For Temporal Cloud, use environment variables via the envvars list to keep credentials in a Secret:

API key

values.yaml
config:
temporal-address: your-namespace.tmprl.cloud:7233
temporal-tls: true

envvars:
- name: TEMPORAL_NAMESPACE
valueFrom:
secretKeyRef:
name: temporal-config
key: namespace
- name: TEMPORAL_API_KEY
valueFrom:
secretKeyRef:
name: temporal-config
key: api-key

mTLS

values.yaml
config:
temporal-address: your-namespace.tmprl.cloud:7233
temporal-tls: true

envvars:
- name: TEMPORAL_NAMESPACE
valueFrom:
secretKeyRef:
name: temporal-config
key: namespace
- name: TEMPORAL_TLS_CLIENT_CERT_PATH
value: /certs/cert
- name: TEMPORAL_TLS_CLIENT_KEY_PATH
value: /certs/key

volumes:
- name: temporal-mtls
secret:
secretName: temporal-mtls

volumeMounts:
- name: temporal-mtls
mountPath: /certs
readOnly: true

Environment variables for workflows

Workflow $env variables are passed with the ZIGGY_ prefix by default. Add them to the envvars list:

values.yaml
envvars:
- name: ZIGGY_API_BASE_URL
value: https://api.example.com

Inside the workflow:

endpoint: ${ $env.API_BASE_URL }

Health and readiness probes

The chart configures liveness and readiness probes automatically:

  • Liveness probe: GET /livez on port 3000
  • Readiness probe: GET /readyz on port 3000

No additional configuration is required for standard deployments.
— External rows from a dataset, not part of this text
PR #4, opened 2016-10-17
SecretDictionary

scottbommarito:
I added the `CachingSecretReader` and `SecretDictionary` classes. These will be used across all our services to regularly refresh our secrets.

For ease and resusability for the sake of the Secret Rotation job, I also moved the `FindCertificateByThumbprint` code into `KeyVaultConfiguration` and exposed both the configuration and the `KeyVaultClient` publicly.


tests/NuGet.Services.KeyVault.Tests/CachingSecretReaderFacts.cs
```diff
@@ -0,0 +1,67 @@
...
+            // Act
+            string value1 = await cachingSecretReader.GetSecretAsync("secretname");
+            value1 = await cachingSecretReader.GetSecretAsync("secretname");
+
+            // Assert
+            mockSecretReader.Verify(x => x.GetSecretAsync(It.IsAny<string>()), Times.Once);
+            Assert.Equal(firstSecret, value1);
+
+            // Arrange 2
+            Thread.Sleep(delayBeforeRefreshingMs);
```
skofman1: > Thread.Sleep(delayBeforeRefreshingMs) [](start = 11, length = 38)

tests should never use sleep, since they should be fast. The way to mock DateTime is to use IDateTimeProvider. In this particular case, since this is framework code, I suggest running this test once, and then adding a [Skip] attribute.

src/NuGet.Services.Configuration/ISecretReaderFactory.cs
```diff
@@ -7,6 +7,8 @@ namespace NuGet.Services.Configuration
 {
     public interface ISecretReaderFactory
```
skofman1: >ISecretReaderFactory [](start = 21, length = 20)

can we move the interface to NuGet.Services.KeyVault

src/NuGet.Services.KeyVault/KeyVaultConfiguration.cs
```diff
@@ -39,5 +40,30 @@ public KeyVaultConfiguration(string vaultName, string clientId, string certifica
             StoreName = storeName;
             StoreLocation = storeLocation;
         }
+        
+        public X509Certificate2 GetCertificate()
```
skofman1: >GetCertificate [](start = 32, length = 14)

please move back

src/NuGet.Services.Configuration/ISecretReaderFactory.cs
```diff
@@ -7,6 +7,8 @@ namespace NuGet.Services.Configuration
...
     {
+        KeyVaultConfiguration CreateKeyVaultConfiguration();
```
skofman1: This is SecretReader, it doesn't know anything about KeyVault

src/NuGet.Services.KeyVault/SecretDictionary.cs
```diff
@@ -0,0 +1,117 @@
...
+// Licensed under the Apache License, Version 2.0. See License.txt in the project root for license information. 
+
+using System;
+using System.Collections;
+using System.Collections.Generic;
+using System.Linq;
+
+namespace NuGet.Services.KeyVault
+{
+    public class SecretDictionary : IDictionary<string, string>
```
skofman1: Lets move this one to NuGet.Services.Configuration

skofman1:
:shipit:

PR #5, opened 2016-10-19
Fix NuGet.Services.Configuration project.json

scottbommarito:
A relatively minor fix to the project.json files to avoid issues with type-forwarding assemblies in the build.


skofman1:
🚢 
🐑

PR #6, opened 2016-10-19
Added extensions to IDictionary<string, string> for ease of use in jobs

scottbommarito:
Currently, our jobs in `NuGet.Jobs` and our jobs in `NuGet.Services.Metadata` both use their own "TryGet" infrastructure. This manifests as [`JobConfigurationManager`](https://github.com/NuGet/NuGet.Jobs/blob/master/src/NuGet.Jobs.Common/Configuration/JobConfigurationManager.cs) in `NuGet.Jobs` and [`CommandHelpers`](https://github.com/NuGet/NuGet.Services.Metadata/blob/master/src/Ng/CommandHelpers.cs) in `NuGet.Services.Metadata`.

I have added some extensions to `IDictionary<string, string>` to `NuGet.Services.Configuration` to consolidate the logic in a single place.

(`ConvertFromString` will also be using in the `SecretService` class for secret rotation and so it is in its own utility class.)

### DIFF
--- a/src/NuGet.Services.Configuration/ConfigurationUtility.cs
+++ b/src/NuGet.Services.Configuration/ConfigurationUtility.cs
@@ -8,15 +8,21 @@ namespace NuGet.Services.Configuration
 {
     public static class ConfigurationUtility
     {
+        /// <summary>
+        /// Converts a string into T.
+        /// </summary>
+        /// <typeparam name="T">Type that value will be converted into.</typeparam>
+        /// <param name="value">String to convert.</param>
+        /// <returns>Value converted into T.</returns>
+        /// <exception cref="NotSupportedException">Thrown when a conversion from string to T is impossible.</exception>
         public static T ConvertFromString<T>(string value)
         {
             var converter = TypeDescriptor.GetConverter(typeof(T));
             if (converter != null)
             {
-                // This will throw a NotSupportedException if no conversion is possible.
                 return (T)converter.ConvertFromString(value);
             }
-            // If there is no converter, no conversion is possible, so throw a NotSupportedException.
+
             throw new NotSupportedException("No converter exists from string to " + typeof(T).Name + "!");
         }
     }
--- a/src/NuGet.Services.Configuration/ConfigurationUtility.cs
+++ b/src/NuGet.Services.Configuration/ConfigurationUtility.cs
@@ -1,0 +1,23 @@
+﻿// Copyright (c) .NET Foundation. All rights reserved.
+// Licensed under the Apache License, Version 2.0. See License.txt in the project root for license information.
+
+using System;
+using System.ComponentModel;
+
+namespace NuGet.Services.Configuration
+{
+    public static class ConfigurationUtility
+    {
+        public static T ConvertFromString<T>(string value)
+        {
+            var converter = TypeDescriptor.GetConverter(typeof(T));
+            if (converter != null)
+            {
+                // This will throw a NotSupportedException if no conversion is possible.
+                return (T)converter.ConvertFromString(value);
+            }
+            // If there is no converter, no conversion is possible, so throw a NotSupportedException.
+            throw new NotSupportedException("No converter exists from string to " + typeof(T).Name + "!");
+        }
+    }
+}
--- a/src/NuGet.Services.Configuration/DictionaryExtensions.cs
+++ b/src/NuGet.Services.Configuration/DictionaryExtensions.cs
@@ -7,6 +7,13 @@ namespace NuGet.Services.Configuration
 {
     public static class DictionaryExtensions
     {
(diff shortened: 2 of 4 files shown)


tests/NuGet.Services.Configuration.Tests/DictionaryExtensionsFacts.cs
```diff
@@ -0,0 +1,64 @@
...
+        }
+
+        [Theory]
+        [MemberData(nameof(ValueData))]
+        public void GetConvertsValueAndThrows<T>(T value) where T : struct
+        {
+            // Arrange
+            const string key = "key";
+            const string notKey = "notAKey";
+            IDictionary<string, string> dictionary = new Dictionary<string, string>
```
skofman1: >IDictionary<string, string> [](start = 12, length = 27)

var

tests/NuGet.Services.Configuration.Tests/DictionaryExtensionsFacts.cs
```diff
@@ -0,0 +1,64 @@
...
+        };
+
+        [Theory]
+        [MemberData(nameof(ValueData))]
+        public void TryGetValueConvertsAndDoesNotThrow<T>(T value) where T : struct
+        {
+            // Arrange
+            const string key = "key";
+            const string notKey = "notAKey";
+            IDictionary<string, string> dictionary = new Dictionary<string, string>
```
skofman1: >IDictionary<string, string> [](start = 12, length = 27)

var

skofman1:
:shipit:

src/NuGet.Services.Configuration/DictionaryExtensions.cs
```diff
@@ -0,0 +1,40 @@
+﻿// Copyright (c) .NET Foundation. All rights reserved.
+// Licensed under the Apache License, Version 2.0. See License.txt in the project root for license information.
+
+using System.Collections.Generic;
+
+namespace NuGet.Services.Configuration
+{
+    public static class DictionaryExtensions
+    {
+        public static string TryGetValue(this IDictionary<string, string> dictionary, string key)
```
scottbommarito: @skofman1 I just added this and an additional test case (after your review) because I noticed that `JobConfigurationManager` and `CommandHelpers` also have a similar method. Any thoughts?

tests/NuGet.Services.Configuration.Tests/DictionaryExtensionsFacts.cs
scottbommarito: this is intentional because the extension is on `IDictionary<string, string>` so I want to verify that it works with `IDictionary<string, string>` and not `Dictionary<string, string>` specifically.

tests/NuGet.Services.Configuration.Tests/DictionaryExtensionsFacts.cs
scottbommarito: see above

src/NuGet.Services.Configuration/ConfigurationUtility.cs
```diff
@@ -0,0 +1,23 @@
...
+namespace NuGet.Services.Configuration
+{
+    public static class ConfigurationUtility
+    {
+        public static T ConvertFromString<T>(string value)
+        {
+            var converter = TypeDescriptor.GetConverter(typeof(T));
+            if (converter != null)
+            {
+                // This will throw a NotSupportedException if no conversion is possible.
```
shishirx34: You mean to say `ConvertFromString` could possibly throw NotSupportedException?

tests/NuGet.Services.Configuration.Tests/DictionaryExtensionsFacts.cs
```diff
@@ -0,0 +1,85 @@
...
+            {
+                {key, value.ToString()}
+            };
+
+            // Act
+            var valueFromDictionary = dictionary.GetOrThrow<T>(key);
+
+            // Assert
+            Assert.Equal(value, valueFromDictionary);
+            Assert.Throws<KeyNotFoundException>(() => dictionary.GetOrThrow<T>(notKey));
```
shishirx34: how about validation of `NotSupportedException`?

src/NuGet.Services.Configuration/ConfigurationUtility.cs
scottbommarito: Yea, I will add the appropriate XML docs

tests/NuGet.Services.Configuration.Tests/DictionaryExtensionsFacts.cs
scottbommarito: added, and also added a couple tests for `ConvertFromString` specifically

The /health endpoint remains available as a backwards-compatible alias for /readyz.


Replicas and scaling

Workers are stateless. You can run multiple replicas of the same worker against the same Temporal task queue. Temporal distributes executions across available workers.

values.yaml
replicaCount: 3

Horizontal Pod Autoscaling is available but disabled by default:

values.yaml
autoscaling:
enabled: true
minReplicas: 1
maxReplicas: 10
targetCPUUtilizationPercentage: 80

Image configuration

values.yaml
image:
repository: ghcr.io/zigflow/zigflow
pullPolicy: IfNotPresent
tag: "0.1.0" # Defaults to chart version if not set

Full values reference

See the Helm chart README for the complete values reference.


Common mistakes

The pod starts but the workflow does not execute. Check that the task queue name (document.taskQueue) matches what your client uses. Also confirm the worker is connected to the correct Temporal namespace.

ImagePullBackOff for the chart image. Verify the version tag exists in ghcr.io/zigflow/charts/zigflow.

Workflow not updating after a values change. The chart renders the inline workflow into a ConfigMap. After a helm upgrade, the pod must be restarted to pick up the new workflow.